Thus, one may characterize the first three Beatitudes as formulae of Christian‑oriented occultism; for the initiatory knowledge of occultism consists essentially in the fact that it embraces both the subjective, inner and the objective, outer — and embraces both under a cosmic viewpoint. This becomes especially clear in the Beatitude: “Blessed are the meek, for they shall inherit the Earth,” where an inner condition of the soul is brought into connection with a cosmic future event.
The middle three Beatitudes may be characterized as psychosophical, for they concern the changes in the inner states of the human soul during the passage through the developmental stages indicated in the first three beatitudes.
The last three Beatitudes may be characterized as karmic, for they concern the changes in karma that are brought about by ascending those stages of development. At the same time, these Beatitudes refer to the working of the threefold spiritual being of the human being (Spirit‑Self, Life‑Spirit, and Spirit‑Man), which expresses itself directly in the transformations of destiny.

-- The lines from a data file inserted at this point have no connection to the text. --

PR #913, opened 2025-11-12
Change GAV of CDI artifacts, provide relocation POMs for easier migration

### LINKED ISSUE #908: Make Maven coordinates consistent with rest of EE
CDI has one of the most inconsistent Maven coordinates currently.

Most every API in Jakarta EE has `jakarta.[spec name]:jakarta.[spec name]-api`.

Where "spec name" is written fully if its a simple single word name, or using an abbreviation if its multiple words:

E.g.

- jakarta.ejb:jakarta.ejb-api
- jakarta.interceptor:jakarta.interceptor-api
- jakarta.servlet:jakarta.servlet-api
- jakarta.activation:jakarta.activation-api
- jakarta.mail:jakarta.mail-api
- jakarta.transaction:jakarta.transaction-api
- jakarta.el:jakarta.el-api
- ..

CDI however uses `jakarta.enterprise:jakarta.enterprise.cdi-api`

I propose using `jakarta.cdi:jakarta.cdi-api`.

cc @keilw @JanWesterkamp-iJUG @ivargrimstad

manovotn:
Fixes #908

Changes group ID of all artifacts to `jakarta.cdi` and artifact IDs to `jakarta.cdi-[something]`.

Relocation modules are provided for all of the artifacts for ease of migration.
They should all have packaging `pom` to avoid creating empty JARs and should be built (and hence released by the Jenkins) along with the whole project build.

We will want to remove these modules as we get 5.0 out of the gate.
Their main purpose is to allow users to update their existing versions smoothly at which point they will start seeing a warning during the build informing them of the relocation.

Comments are welcome, this is the first time I am dealing with relocation modules so I might easily be wrong (although it does seem to work locally).

### DIFF
--- a/lang-model/pom.xml
+++ b/lang-model/pom.xml
@@ -11,12 +11,12 @@
 	<modelVersion>4.0.0</modelVersion>
 
 	<parent>
-		<groupId>jakarta.enterprise</groupId>
-		<artifactId>jakarta.enterprise.cdi-parent</artifactId>
+		<groupId>jakarta.cdi</groupId>
+		<artifactId>jakarta.cdi-parent</artifactId>
 		<version>5.0.0.Beta1-SNAPSHOT</version>
 	</parent>
 
-	<artifactId>jakarta.enterprise.lang-model</artifactId>
+	<artifactId>jakarta.cdi-lang-model-api</artifactId>
 	<packaging>jar</packaging>
 
 	<name>CDI Language Model</name>
--- a/relocation/api/pom.xml
+++ b/relocation/api/pom.xml
@@ -1,0 +1,47 @@
+<?xml version="1.0" encoding="UTF-8"?>
+<!--
+  ~ Copyright 2025, Contributors to the Eclipse Foundation
+  ~
+  ~ Licensed under the Apache License, Version 2.0 (the "License");
+  ~ you may not use this file except in compliance with the License.
+  ~ You may obtain a copy of the License at
+  ~ http://www.apache.org/licenses/LICENSE-2.0
+  ~ Unless required by applicable law or agreed to in writing, software
+  ~ distributed under the License is distributed on an "AS IS" BASIS,
+  ~ WITHOUT WARRANTIES OR CONDITIONS OF ANY KIND, either express or implied.
+  ~ See the License for the specific language governing permissions and
+  ~ limitations under the License.
+  -->
+<project xmlns="http://maven.apache.org/POM/4.0.0"
+         xmlns:xsi="http://www.w3.org/2001/XMLSchema-instance"
+         xsi:schemaLocation="http://maven.apache.org/POM/4.0.0 http://maven.apache.org/xsd/maven-4.0.0.xsd">
+
+    <modelVersion>4.0.0</modelVersion>
+
+    <parent>
+        <groupId>jakarta.enterprise</groupId>
+        <artifactId>jakarta.enterprise.cdi-parent</artifactId>
+        <version>5.0.0.Beta1-SNAPSHOT</version>
+    </parent>
+
+    <artifactId>jakarta.enterprise.cdi-api</artifactId>
+    <packaging>pom</packaging>
+
+    <name>CDI APIs (Relocation)</name>
+    <description>APIs for CDI (Contexts and Dependency Injection for Java)</description>
+
+    <licenses>
+        <license>
+            <name>Apache License 2.0</name>
+            <url>https://repository.jboss.org/licenses/apache-2.0.txt</url>
+            <distribution>repo</distribution>
+        </license>
+    </licenses>
+
+    <distributionManagement>
+        <relocation>
+            <groupId>jakarta.cdi</groupId>
+            <artifactId>jakarta.cdi-api</artifactId>
+        </relocation>
+    </distributionManagement>
+</project>
--- a/relocation/spec/pom.xml
+++ b/relocation/spec/pom.xml
@@ -1,0 +1,47 @@
+<?xml version="1.0" encoding="UTF-8"?>
+<!--
+  ~ Copyright 2025, Contributors to the Eclipse Foundation
+  ~
+  ~ Licensed under the Apache License, Version 2.0 (the "License");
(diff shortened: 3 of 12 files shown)


lang-model/pom.xml
```diff
@@ -11,12 +11,12 @@
...
 	<parent>
-		<groupId>jakarta.enterprise</groupId>
-		<artifactId>jakarta.enterprise.cdi-parent</artifactId>
+		<groupId>jakarta.cdi</groupId>
+		<artifactId>jakarta.cdi-parent</artifactId>
 		<version>5.0.0.Beta1-SNAPSHOT</version>
 	</parent>
 
-	<artifactId>jakarta.enterprise.lang-model</artifactId>
+	<artifactId>jakarta.lang-model</artifactId>
```
Ladicek: This should IMHO be `jakarta.lang-model-api` or even better `jakarta.cdi-lang-model-api`.

relocation/ide-config/pom.xml
```diff
@@ -0,0 +1,47 @@
...
+        </license>
+    </licenses>
+
+    <distributionManagement>
+        <relocation>
+            <groupId>jakarta.cdi</groupId>
+            <artifactId>jakarta.cdi-ide-config</artifactId>
+        </relocation>
+    </distributionManagement>
+</project>
```
Ladicek: I'm fairly sure we don't need a relocation for `cdi-ide-config`, that's just an internal artifact noone should use.

relocation/spec/pom.xml
```diff
@@ -0,0 +1,47 @@
...
+        </license>
+    </licenses>
+
+    <distributionManagement>
+        <relocation>
+            <groupId>jakarta.cdi</groupId>
+            <artifactId>jakarta.cdi-spec-doc</artifactId>
+        </relocation>
+    </distributionManagement>
+</project>
```
Ladicek, line 47: This relocation feels useless, do we actually have anyone consuming the spec from Maven?

If we don't know, let's keep it, for sure, but it feels weird.

Ladicek:
Just a few small comments, but looks good. I'll take a proper look tomorrow, but I don't expect any other finding.

lang-model/pom.xml
manovotn: I was about to add a comment here myself - I was considering that but I know we originally wanted to offer this API outside of CDI so stripping of the `cdi` affix in the artifact ID made sense to me.
That said, we haven't had that usage so far so I am not feeling strongly about it :shrug:

relocation/spec/pom.xml
manovotn: I agree it feels useless but it should cost us basically zero effort to have it which is why I added it as well.
OFC I have no clue whether someone uses it or not.

relocation/ide-config/pom.xml
manovotn: You're probably right, I went a bit over the top with this one :)

lang-model/pom.xml
manovotn: On second thought, I have changed it to `jakarta.cdi-lang-model-api`. 
It is, after all, more consistent with the rest of artifacts.

relocation/spec/pom.xml
Ladicek: Let's keep it then. No problem having one more relocation in one release :-)

relocation/api/pom.xml
```diff
@@ -0,0 +1,47 @@
...
+  -->
+<project xmlns="http://maven.apache.org/POM/4.0.0"
+         xmlns:xsi="http://www.w3.org/2001/XMLSchema-instance"
+         xsi:schemaLocation="http://maven.apache.org/POM/4.0.0 http://maven.apache.org/xsd/maven-4.0.0.xsd">
+
+    <modelVersion>4.0.0</modelVersion>
+
+    <parent>
+        <groupId>jakarta.enterprise</groupId>
+        <artifactId>jakarta.enterprise.cdi-parent</artifactId>
```
Ladicek, line 23: These coordinates will no longer exist, no? I don't think we're relocating the parent as well (and I'm not sure if that would even work). We should use the new parent coordinates here IMHO.

Ladicek: Actually, it looks like we _do_ relocate the parent. I'm not sure if that makes sense and if that works. Did you test this?

I'm thinking it probably will work, because the relocations don't require anything from the parent, so it doesn't matter the parent is itself a relocation, but I'm not sure.

Ladicek: This post https://www.lorenzobettini.it/2025/10/how-we-used-maven-relocation-for-xtend/ suggests that relocating a parent works.

It also suggests that all artifacts in one Maven Central deployment must share the group ID, which means that deploying our relocations (just like theirs) won't work and will have to be done separately.

manovotn: We do relocate the parent - I have taken this over from other projects/PRs I have seen using this approach.
That said, it is not required and we could skip that but it felt more natural to mimic the original structure.

> It also suggests that all artifacts in one Maven Central deployment must share the group ID, which means that deploying our relocations (just like theirs) won't work and will have to be done separately.

Hm, so that means I cannot have the relocation parent module be built automatically and we will need to run a separate release job (or script in the current one) to release the relocations. That's annoying :-/

Ladicek: It is annoying indeed.

Ladicek: Also, I really don't understand why we should relocate the parent, but I guess it's possible someone out there used it one way or another, so let's stay conservative and relocate it too.

manovotn: Theoretically, the release tweak should be as simple as re-running the same command but pointing to the relocation pom with `-f relocation/pom.xml`... hopefully.
But I am pretty sure the release plugin will be happy to prove me wrong :)

I suppose we could/should try to do some Alpha/Beta before we hit M2 so that we don't botch that one.

Ladicek: Agree we can do an Alpha2 to figure this out.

Only when the nine Beatitudes have become the object of a deeper knowledge in their totality can insight be gained into the nature of the human being of the future, who will have taken the Christ‑impulse into his whole being. Then one will also be able to confront sharply the anti‑Christian counter‑image of the ninefold human being — as he is intended to be brought forth from the nine spheres of the interior of the Earth — as the opposite of the first. For obscurity exists only as long as the object of contemplation remains in a mixed condition; once it becomes possible to separate one side and consider it on its own, a clear picture of the other side also arises.
After the inner composition and the resulting task of this contemplation have been outlined, we may now proceed with the continuation of the discussion of the Beatitudes. And we must indeed begin with the middle group, the psychosophical Beatitudes, since the first three Beatitudes were already the subject of the two preceding contemplations. Thus, the first task is to open a deeper understanding of the fourth Beatitude. To this end, several building‑stones necessary for this understanding must be gathered. One such building‑stone is found when one asks: What exactly is meant in the Beatitude by the 'hunger' and 'thirst' of the soul, and by its 'being satisfied'?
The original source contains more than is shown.